# iStick Pico Mega



## Coco (24/7/16)

18650 or 26650

http://www.eleafworld.com/istick-pico-mega/

Size: 53.5mm*31.5mm*73.5mm
Thread type: 510 thread
Cell type: High-rate 18650 cell (Continuous discharge current should be above 25A)
Cell type High-rate 26650 cell (Continuous discharge current should be above 35A)
Output mode: Smart/VW/Bypass/TC(Ni,Ti,SS,TCR-M1,M2,M3) mode
Output wattage: 1-80W
Resistance range: 0.05-1.5ohm (TC modes)
Resistance range: 0.1-3.5ohm (Smart/VW/Bypass mode)
Temperature range: 100－315℃/200－600℉ (TC modes)
Color: Hot pink, black, grey, silver, white

Reactions: Like 2


----------



## Spydro (24/7/16)



Reactions: Like 2


----------



## RichJB (24/7/16)

Interesting, thanks for the pics. Spydro, does the new Mega have the same battery cap/tank clearance as the original? Judging by your side by side, it looks like the Mega might have more, but only a fraction of a mm, if anything. My only gripe about the Pico is that it can take a 23mm tank max, and even that is pushing it. I would happily have given up another 2mm in mod length in order to fit an Avo 24 on it.

Reactions: Agree 1


----------



## Spydro (24/7/16)

RichJB said:


> Interesting, thanks for the pics. Spydro, does the new Mega have the same battery cap/tank clearance as the original? Judging by your side by side, it looks like the Mega might have more, but only a fraction of a mm, if anything. My only gripe about the Pico is that it can take a 23mm tank max, and even that is pushing it. I would happily have given up another 2mm in mod length in order to fit an Avo 24 on it.

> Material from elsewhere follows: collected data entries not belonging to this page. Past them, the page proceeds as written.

PR #173, opened 2018-09-04
More name resolution for derived types

tskeith:
Resolve procedure bindings, final procedures, and type parameters in derived types.

### DIFF
--- a/lib/common/fortran.h
+++ b/lib/common/fortran.h
@@ -28,5 +28,8 @@ ENUM_CLASS(TypeCategory, Integer, Real, Complex, Character, Logical, Derived)
 // Kinds of IMPORT statements. Default means IMPORT or IMPORT :: names.
 ENUM_CLASS(ImportKind, Default, Only, None, All)
 
+// Type parameters can be kind or len.
+ENUM_CLASS(TypeParamKindOrLen, Kind, Len)
+
 }  // namespace Fortran::common
 #endif  // FORTRAN_COMMON_FORTRAN_H_
--- a/lib/common/fortran.h
+++ b/lib/common/fortran.h
@@ -28,8 +28,8 @@ ENUM_CLASS(TypeCategory, Integer, Real, Complex, Character, Logical, Derived)
 // Kinds of IMPORT statements. Default means IMPORT or IMPORT :: names.
 ENUM_CLASS(ImportKind, Default, Only, None, All)
 
-// Type parameters can be kind or len.
-ENUM_CLASS(TypeParamKindOrLen, Kind, Len)
+// The attribute on a type parameter can be KIND or LEN.
+ENUM_CLASS(TypeParamAttr, Kind, Len)
 
 }  // namespace Fortran::common
 #endif  // FORTRAN_COMMON_FORTRAN_H_
--- a/lib/parser/parse-tree.h
+++ b/lib/parser/parse-tree.h
@@ -890,8 +890,7 @@ struct TypeParamDecl {
 // R734 type-param-attr-spec -> KIND | LEN
 struct TypeParamDefStmt {
   TUPLE_CLASS_BOILERPLATE(TypeParamDefStmt);
-  std::tuple<IntegerTypeSpec, common::TypeParamKindOrLen,
-      std::list<TypeParamDecl>>
+  std::tuple<IntegerTypeSpec, common::TypeParamAttr, std::list<TypeParamDecl>>
       t;
 };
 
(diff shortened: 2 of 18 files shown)


lib/parser/parse-tree.h
```diff
@@ -889,9 +889,10 @@ struct TypeParamDecl {
 //        integer-type-spec , type-param-attr-spec :: type-param-decl-list
 // R734 type-param-attr-spec -> KIND | LEN
 struct TypeParamDefStmt {
-  ENUM_CLASS(KindOrLen, Kind, Len)  // R734
   TUPLE_CLASS_BOILERPLATE(TypeParamDefStmt);
-  std::tuple<IntegerTypeSpec, KindOrLen, std::list<TypeParamDecl>> t;
+  std::tuple<IntegerTypeSpec, common::TypeParamKindOrLen,
```
sscalpone: Can Kind and Length ever be used interchangeably?  If not, shouldn't this be a variant of either a Kind or a Length instead of using the enum to discriminate between the two?

lib/semantics/resolve-names.cc
```diff
@@ -79,7 +79,7 @@ class ImplicitRules {
 // Provide Post methods to collect attributes into a member variable.
 class AttrsVisitor {
 public:
-  void BeginAttrs();
+  bool BeginAttrs();
```
sscalpone: Need a comment explaining when it returns true or false?

lib/common/fortran.h
```diff
@@ -28,5 +28,8 @@ ENUM_CLASS(TypeCategory, Integer, Real, Complex, Character, Logical, Derived)
 // Kinds of IMPORT statements. Default means IMPORT or IMPORT :: names.
 ENUM_CLASS(ImportKind, Default, Only, None, All)
 
+// Type parameters can be kind or len.
+ENUM_CLASS(TypeParamKindOrLen, Kind, Len)
```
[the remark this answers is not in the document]
tskeith: The standard uses "type-param" for type parameters. For example, KIND or LEN appears in a "type-param-def-stmt". In the context of a parameter statement or attribute they do not abbreviate it. We have been following the same convention.

lib/parser/parse-tree.h
tskeith: All the enum represents here is this reduction: `type-param-attr-spec -> KIND | LEN`
There is no data associated with it, so I don't think there is any value in using a variant.

lib/semantics/resolve-names.cc
tskeith: OK, I'll add one.

lib/semantics/resolve-names.cc
```diff
@@ -2138,17 +2214,76 @@ void DeclarationVisitor::SetType(
   symbol.SetType(type);
 }
 
-// ResolveNamesVisitor implementation
+// Find the Symbol for this derived type.
+const Symbol *DeclarationVisitor::ResolveDerivedType(const SourceName &name) {
```
schweitzpgi: might be a function that could return a `std::optional<T>`

lib/common/fortran.h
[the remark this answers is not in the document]
tskeith: But it's not a "type-param" so I don't think "TypeParam" is a good name.

Maybe "TypeParamAttr". It is "type-param-attr-spec" in the standard, but for other "attr-spec"s we use "Attr".

lib/semantics/mod-file.cc
```diff
@@ -165,23 +167,61 @@ ModFileWriter::symbolSet ModFileWriter::CollectSymbols(const Scope &scope) {
   return symbols;
 }
 
-void ModFileWriter::PutSymbol(const Symbol &symbol) {
+void ModFileWriter::PutSymbol(const Symbol &symbol, bool &didContains) {
```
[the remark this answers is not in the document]
tskeith: It's by-reference because the value is going in and out.

lib/semantics/mod-file.cc
```diff
@@ -165,23 +167,61 @@ ModFileWriter::symbolSet ModFileWriter::CollectSymbols(const Scope &scope) {
...
   std::visit(
       common::visitors{
           [&](const ModuleDetails &) { /* should be current module */ },
```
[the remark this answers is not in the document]
tskeith: I'll add an assertion if the information is available.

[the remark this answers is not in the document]
tskeith: Some of the lambdas don't need to capture anything so they have `[]` instead of `[&]`.

lib/semantics/resolve-names.cc
tskeith: It can't be `std::optional<Symbol>` because I don't want to copy Symbols, I need references to them. `std::optional<Symbol *>` isn't really an improvement.

PR #175, opened 2018-09-06
More name resolution

tskeith:
Procedure pointer components and PRIVATE and SEQUENCE statements in derived types.


lib/semantics/resolve-names.cc
```diff
@@ -36,6 +36,7 @@ using namespace parser::literals;
 class MessageHandler;
 
 static GenericSpec MapGenericSpec(const parser::GenericSpec &);
+static bool IsModule(const Scope &);
```
klausler: Would this be better as a member function `Scope::IsModule() const;"?

lib/semantics/resolve-names.cc
```diff
@@ -2100,24 +2122,36 @@ void DeclarationVisitor::Post(const parser::TypeParamDefStmt &x) {
...
-  // const auto *symbol{ResolveDerivedType(name)};
-  derivedTypeData_->extends = &name;
+  derivedTypeInfo_.extends = &x.v.source;
   return false;
 }
+
 bool DeclarationVisitor::Pre(const parser::PrivateStmt &x) {
-  derivedTypeData_->Private = true;
+  if (!IsModule(currScope().parent())) {
+    Say("PRIVATE is only allowed in a derived type that is"
```
klausler: This message may not need to be fatal if compilation can proceed.

lib/semantics/resolve-names.cc
```diff
@@ -2100,24 +2122,36 @@ void DeclarationVisitor::Post(const parser::TypeParamDefStmt &x) {
...
+        " in a module"_err_en_US);  // C766
+  } else if (derivedTypeInfo_.sawContains) {
+    derivedTypeInfo_.privateBindings = true;
+  } else if (!derivedTypeInfo_.privateComps) {
+    derivedTypeInfo_.privateComps = true;
+  } else {
+    Say("PRIVATE may not appear more than once in"
```
klausler: This message probably need not be fatal.

PR #177, opened 2018-09-10
Write private symbols to .mod files

tskeith:
... and some name resolution improvements.

### DIFF
--- a/test/semantics/resolve01.f90
+++ b/test/semantics/resolve01.f90
@@ -15,4 +15,9 @@
 integer :: x
 !ERROR: The type of 'x' has already been declared
 real :: x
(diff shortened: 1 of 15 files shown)


test/semantics/resolve01.f90
```diff
@@ -15,4 +15,9 @@
 integer :: x
 !ERROR: The type of 'x' has already been declared
 real :: x
+integer(8) :: i
+parameter(i=1,j=2,k=3)
+integer :: j
+!ERROR: The type of 'k' has already been implicitly declared
```
sscalpone: Does the symtab entry for k include the line number where k was first declared?

PR #182, opened 2018-09-12
Simplify representation of intrinsic types

tskeith:
Intrinsic types are now just a TypeCategory and a int kind. If no kind
is specified the default is used so that every type has an explicit
kind. This caused changes in the expected results of some of the tests.

Add support for "double precision" and "double complex".

Intrinsic types are now stored as values in DeclTypeSpec so none of the
KindedTypeHelper machinery is needed any more.

Eliminate DerivedTypeDef, DataComponentDef, ProcComponentDef,
TypeBoundProc. The components and bindings of a derived type are now
represented by the corresponding Scope.

### DIFF
--- a/lib/semantics/resolve-names.cc
+++ b/lib/semantics/resolve-names.cc
@@ -176,10 +176,9 @@ private:
   DerivedTypeSpec *derivedTypeSpec_{nullptr};
   std::unique_ptr<ParamValue> typeParamValue_;
 
-  void MakeIntrinsic(const IntrinsicTypeSpec &intrinsicTypeSpec);
+  void MakeIntrinsic(TypeCategory, int);
   void SetDeclTypeSpec(const DeclTypeSpec &declTypeSpec);
-  static KindParamValue GetKindParamValue(
-      const std::optional<parser::KindSelector> &kind);
+  static int GetKindParamValue(const std::optional<parser::KindSelector> &kind);
 };
 
 // Track statement source locations and save messages.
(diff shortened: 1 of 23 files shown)


test/semantics/modfile01.f90
```diff
@@ -27,11 +27,11 @@ module m
 
 !Expect: m.mod
 !module m
-!integer::i
-!integer,private::j
+!integer(4)::i
```
sscalpone: Any reason just to duplicate the test (to make sure default are set correctly with -i8/-r8?  But there will be other tests for that.

tskeith: There is no -i8/-r8 option yet.

lib/semantics/resolve-names.cc
```diff
@@ -176,10 +176,9 @@ class DeclTypeSpecVisitor : public AttrsVisitor {
   DerivedTypeSpec *derivedTypeSpec_{nullptr};
   std::unique_ptr<ParamValue> typeParamValue_;
 
-  void MakeIntrinsic(const IntrinsicTypeSpec &intrinsicTypeSpec);
+  void MakeIntrinsic(TypeCategory, int);
```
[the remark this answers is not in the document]
tskeith: Yes, I thought about that. My goal with this change is to make symbol table types more compatible with types in Fortran::evaluate and there the kind is just an int. We should consider a distinct type used both places.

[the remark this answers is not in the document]
klausler: Negative kind type parameter values are allowed for parameterized derived types.  The kind values that we have chosen for the intrinsic types are all greater than zero.

lib/semantics/type.cc
```diff
@@ -197,57 +79,43 @@ std::ostream &operator<<(std::ostream &o, const ShapeSpec &x) {
...
+IntrinsicTypeSpec::IntrinsicTypeSpec(TypeCategory category, int kind)
+  : category_{category}, kind_{kind ? kind : GetDefaultKind(category)} {
+  CHECK(category != TypeCategory::Derived);
+}
+
+int IntrinsicTypeSpec::GetDefaultKind(TypeCategory category) {
+  switch (category) {
+  case TypeCategory::Character: return evaluate::DefaultCharacter::kind;
+  //case TypeCategory::Complex: return evaluate::DefaultComplex::kind;
+  case TypeCategory::Complex: return 4;  // TEMP to work around bug
```
klausler: The default kind of COMPLEX will always be the same as the default kind of REAL.

PR #183, opened 2018-09-12
Semantic analysis of expressions (work in progress)

klausler:
Here's a pile of new code that makes progress on the semantic analysis of expressions and the representation of typed expressions produced by successful analysis.


lib/common/kind-variant.h
```diff
@@ -0,0 +1,121 @@
+// Copyright (c) 2018, NVIDIA CORPORATION.  All rights reserved.
```
klausler: Oops!  I wrote this code and then ended up not using it anywhere.  Please ignore it until it disappears from this review.

lib/common/template.h
```diff
@@ -0,0 +1,288 @@
...
+template<template<typename...> class T, typename... Ts>
+struct OverMembersHelper<T, std::variant<Ts...>> {
+  using type = T<Ts...>;
+};
+template<template<typename...> class T, typename... Ts>
+struct OverMembersHelper<T, std::tuple<Ts...>> {
+  using type = T<Ts...>;
+};
+
+template<template<typename...> class T, typename TorV>
```
tskeith: It took me a while to realize that "TorV" meant "tuple or variant". Maybe that should be mentioned in a comment.

lib/common/template.h
```diff
@@ -0,0 +1,288 @@
...
+  }
+  return std::nullopt;
+}
+
+// const std::variant<..., A, ...> -> std::optional<A>
+// i.e., when a variant holds a value of a particular type, return a copy
+// of that value in a std::optional<>.  The type A must be a valid
+// alternative for the variant.
+template<typename A, typename VARIANT>
+std::optional<A> GetIf(const VARIANT &u) {
```
tskeith: What's the benefit of this over just using std::get_if? They seem almost interchangeable, but we have a lot of uses std::get_if already.

lib/common/template.h
klausler: I'll replace `TorV` with a longer name.

lib/common/template.h
klausler: I'll examine the uses of GetIf that survive and see whether they can be rewritten in terms of get_if.

lib/evaluate/type.h
```diff
@@ -35,168 +38,245 @@ namespace Fortran::evaluate {
...
+
+  template<typename A> SomeScalar(const A &x) : u{x} {}
   template<typename A>
-  GenericScalar(std::enable_if_t<!std::is_reference_v<A>, A> &&x)
+  SomeScalar(std::enable_if_t<!std::is_reference_v<A>, A> &&x)
     : u{std::move(x)} {}
 
-  std::optional<std::int64_t> ToInt64() const;
-  std::optional<std::string> ToString() const;
+  auto ToInt64() const {
```
tskeith: I think these functions would be more readable with explicit return types.

lib/evaluate/type.h
```diff
@@ -35,168 +38,245 @@ namespace Fortran::evaluate {
...
+          if constexpr (TypeOf<decltype(x)>::category ==
+              TypeCategory::Logical) {
+            return {x.IsTrue()};
+          }
+          return std::nullopt;
+        },
+        u);
+  }
+
+  template<typename T> auto GetIf() const {
```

It is more like a "teardrop" shape than the Pico to allow for the 26XXX batts, but the kit comes with a 22mm Melo tank same as the Pico Kit does. So I can't say for sure either way Rich. It doesn't state anything about max tank/atty size on their web site, but I doubt it since it comes with a Melo. 

I didn't bother to try to figure it out from the dimensions they give for the PMega, against those available for the standard Pico and a 26XXX batt (not a fan of 26XXX batts) because I'm not really interested in it. It's way bigger than the Pico, and the small compact size is why I like my 3 Pico's with Avo 22's on them. If I buy more Pico's it would probably be the new all black models they have now and black Avo 22's for them (yes I know they are clones... I hate clones, but I love Avo's so if that's the only way I can get black Avo 22's...). Anyway, here's their site with some dimensions if you want to figure it out.

http://www.eleafworld.com/istick-pico-mega-kit/

The Avo 24's are my favorite tanks by far. I run my 3 on a Minikin V1.5 and VGOD, and a Sig213 (but am thinking about getting another V1.5 or Sig213 or both/more 24's since I retired all the other TC mods/NC's/tanks/coils (the Minikin's, Sig and Pico's are the only TC mods I am running now, and only with Avo's).

Reactions: Like 2 | Thanks 1


----------



## Pixstar (24/7/16)

Spydro said:


> It is more like a "teardrop" shape than the Pico to allow for the 26XXX batts, but the kit comes with a 22mm Melo tank same as the Pico Kit does. So I can't say for sure either way Rich. It doesn't state anything about max tank/atty size on their web site, but I doubt it since it comes with a Melo.
> 
> I didn't bother to try to figure it out from the dimensions they give for the PMega, against those available for the standard Pico and a 26XXX batt (not a fan of 26XXX batts) because I'm not really interested in it. It's way bigger than the Pico, and the small compact size is why I like my 3 Pico's with Avo 22's on them. If I buy more Pico's it would probably be the new all black models they have now and black Avo 22's for them (yes I know they are clones... I hate clones, but I love Avo's so if that's the only way I can get black Avo 22's...). Anyway, here's their site with some dimensions if you want to figure it out.
> 
> ...


Have a look at the Asmodus Ohmsmium if you haven't already.

Reactions: Thanks 1


----------



## Spydro (24/7/16)

Pixstar said:


> Have a look at the Asmodus Ohmsmium if you haven't already.



Thanks for the thought. 

Never say never, but I doubt that I'd ever be interested in it (same as this Pico Mega). More Avo 24's on more of the same dual series batt mods that have already proven themselves to me makes more sense if I were to buy anymore TC mods/tanks at all. I almost pulled the trigger on a couple of SX Mini Q Class that caught my eye a while back, but they are unproven to me so I passed them up. I already have *WAY* more gear than I could ever need, and most of it is not used anymore. So I don't want to buy anymore that I will probably not use anyway (I already have more than enough TC mods/tanks that I don't use).

Reactions: Agree 1


----------